---------- ENTRIES SUPPLIED

PR #17, opened 2019-01-17
Add console commands for client management

### LINKED ISSUE #3: Add console commands for client management

ajgarlag:
Fix #3

### DIFF
--- a/Command/CreateClientCommand.php
+++ b/Command/CreateClientCommand.php
@@ -81,7 +81,7 @@ final class CreateClientCommand extends Command
         return 0;
     }
 
-    protected function buildClientFromInput(InputInterface $input)
+    private function buildClientFromInput(InputInterface $input)
     {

--------------------

Reproduce all the records shown above, unchanged.

→ **YOUR SOLUTION**:
PR #17, opened 2019-01-17
Add console commands for client management

### LINKED ISSUE #3: Add console commands for client management

ajgarlag:
Fix #3

### DIFF
--- a/Command/CreateClientCommand.php
+++ b/Command/CreateClientCommand.php
@@ -81,7 +81,7 @@ final class CreateClientCommand extends Command
         return 0;
     }
 
-    protected function buildClientFromInput(InputInterface $input)
+    private function buildClientFromInput(InputInterface $input)
     {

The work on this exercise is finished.